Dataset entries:
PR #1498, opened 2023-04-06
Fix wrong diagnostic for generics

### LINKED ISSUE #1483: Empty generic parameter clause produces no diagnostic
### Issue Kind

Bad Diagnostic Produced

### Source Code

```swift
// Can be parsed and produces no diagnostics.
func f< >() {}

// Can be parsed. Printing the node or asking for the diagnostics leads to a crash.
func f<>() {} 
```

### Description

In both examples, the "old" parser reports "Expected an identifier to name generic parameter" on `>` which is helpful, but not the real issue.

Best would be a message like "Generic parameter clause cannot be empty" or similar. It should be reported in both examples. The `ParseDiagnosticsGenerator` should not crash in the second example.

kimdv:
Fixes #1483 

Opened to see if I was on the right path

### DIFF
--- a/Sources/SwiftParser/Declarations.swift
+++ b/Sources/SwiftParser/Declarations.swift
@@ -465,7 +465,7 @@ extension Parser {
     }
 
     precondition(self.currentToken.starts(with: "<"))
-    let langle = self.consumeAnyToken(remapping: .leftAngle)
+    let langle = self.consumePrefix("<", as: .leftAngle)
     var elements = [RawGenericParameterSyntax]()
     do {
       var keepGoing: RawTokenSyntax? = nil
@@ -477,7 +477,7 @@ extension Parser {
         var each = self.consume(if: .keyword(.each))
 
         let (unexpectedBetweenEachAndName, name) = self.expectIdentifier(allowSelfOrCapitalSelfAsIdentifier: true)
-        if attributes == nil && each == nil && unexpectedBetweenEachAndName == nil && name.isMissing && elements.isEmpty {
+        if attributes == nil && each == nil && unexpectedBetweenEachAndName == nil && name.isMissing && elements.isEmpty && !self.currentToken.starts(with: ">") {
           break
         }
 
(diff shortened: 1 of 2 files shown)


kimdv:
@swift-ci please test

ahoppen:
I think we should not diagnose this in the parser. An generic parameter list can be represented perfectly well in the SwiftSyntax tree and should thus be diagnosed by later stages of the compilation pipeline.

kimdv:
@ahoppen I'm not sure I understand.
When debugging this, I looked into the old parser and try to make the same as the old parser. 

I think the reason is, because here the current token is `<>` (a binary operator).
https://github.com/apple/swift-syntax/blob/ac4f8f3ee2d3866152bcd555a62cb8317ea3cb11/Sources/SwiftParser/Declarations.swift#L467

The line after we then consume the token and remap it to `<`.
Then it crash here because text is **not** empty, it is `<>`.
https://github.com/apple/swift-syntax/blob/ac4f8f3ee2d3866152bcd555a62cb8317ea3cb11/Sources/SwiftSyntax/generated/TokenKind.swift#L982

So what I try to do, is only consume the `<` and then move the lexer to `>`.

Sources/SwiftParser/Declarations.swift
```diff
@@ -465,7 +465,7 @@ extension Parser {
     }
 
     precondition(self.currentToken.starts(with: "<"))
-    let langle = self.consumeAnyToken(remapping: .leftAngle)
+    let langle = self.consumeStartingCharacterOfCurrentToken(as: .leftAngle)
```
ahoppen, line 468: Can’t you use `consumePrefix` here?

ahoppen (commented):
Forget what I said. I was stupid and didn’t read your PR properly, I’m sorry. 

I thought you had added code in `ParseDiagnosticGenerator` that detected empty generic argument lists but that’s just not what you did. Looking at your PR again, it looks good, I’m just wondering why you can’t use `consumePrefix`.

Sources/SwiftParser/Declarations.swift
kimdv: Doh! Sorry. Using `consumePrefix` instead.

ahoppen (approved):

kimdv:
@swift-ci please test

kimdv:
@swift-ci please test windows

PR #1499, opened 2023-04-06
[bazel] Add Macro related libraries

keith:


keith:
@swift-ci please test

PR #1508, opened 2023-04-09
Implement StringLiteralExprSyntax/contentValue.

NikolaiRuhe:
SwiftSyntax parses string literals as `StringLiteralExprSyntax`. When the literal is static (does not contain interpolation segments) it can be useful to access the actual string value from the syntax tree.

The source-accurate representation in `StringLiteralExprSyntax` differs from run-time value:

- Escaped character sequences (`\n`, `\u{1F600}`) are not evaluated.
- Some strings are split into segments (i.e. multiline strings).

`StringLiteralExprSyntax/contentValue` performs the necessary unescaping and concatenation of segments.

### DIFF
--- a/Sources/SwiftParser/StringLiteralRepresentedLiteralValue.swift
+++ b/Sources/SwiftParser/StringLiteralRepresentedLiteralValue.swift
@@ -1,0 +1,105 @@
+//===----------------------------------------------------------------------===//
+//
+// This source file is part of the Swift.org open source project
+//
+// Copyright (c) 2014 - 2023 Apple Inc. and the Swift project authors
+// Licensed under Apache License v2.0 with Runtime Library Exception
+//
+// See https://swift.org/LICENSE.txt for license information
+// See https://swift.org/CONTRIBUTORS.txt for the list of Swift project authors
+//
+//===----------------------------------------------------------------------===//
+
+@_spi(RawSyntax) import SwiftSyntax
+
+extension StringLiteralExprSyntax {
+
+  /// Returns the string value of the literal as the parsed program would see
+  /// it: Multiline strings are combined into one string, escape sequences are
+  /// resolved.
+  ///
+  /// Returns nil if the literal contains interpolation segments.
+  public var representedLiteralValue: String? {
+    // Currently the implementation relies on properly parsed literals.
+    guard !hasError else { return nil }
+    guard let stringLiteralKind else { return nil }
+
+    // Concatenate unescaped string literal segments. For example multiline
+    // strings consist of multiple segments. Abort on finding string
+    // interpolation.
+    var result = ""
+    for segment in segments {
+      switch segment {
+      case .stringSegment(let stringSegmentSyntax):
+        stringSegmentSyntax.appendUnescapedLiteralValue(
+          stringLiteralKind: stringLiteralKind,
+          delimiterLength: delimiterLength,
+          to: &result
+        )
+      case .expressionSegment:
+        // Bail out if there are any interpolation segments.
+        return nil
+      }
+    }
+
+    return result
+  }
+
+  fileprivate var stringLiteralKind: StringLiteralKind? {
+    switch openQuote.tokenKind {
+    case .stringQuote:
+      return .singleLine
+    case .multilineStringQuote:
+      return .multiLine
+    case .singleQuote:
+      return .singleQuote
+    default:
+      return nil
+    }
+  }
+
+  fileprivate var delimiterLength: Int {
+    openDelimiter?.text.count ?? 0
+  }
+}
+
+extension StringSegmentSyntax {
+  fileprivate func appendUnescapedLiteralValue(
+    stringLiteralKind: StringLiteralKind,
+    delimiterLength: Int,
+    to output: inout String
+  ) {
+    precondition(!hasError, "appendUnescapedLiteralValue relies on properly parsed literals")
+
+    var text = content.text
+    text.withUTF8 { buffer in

__Your goal__.
Only the number is wanted: how many lines in the preceding entries hold the string "isMissing"?

__Answer space__.
2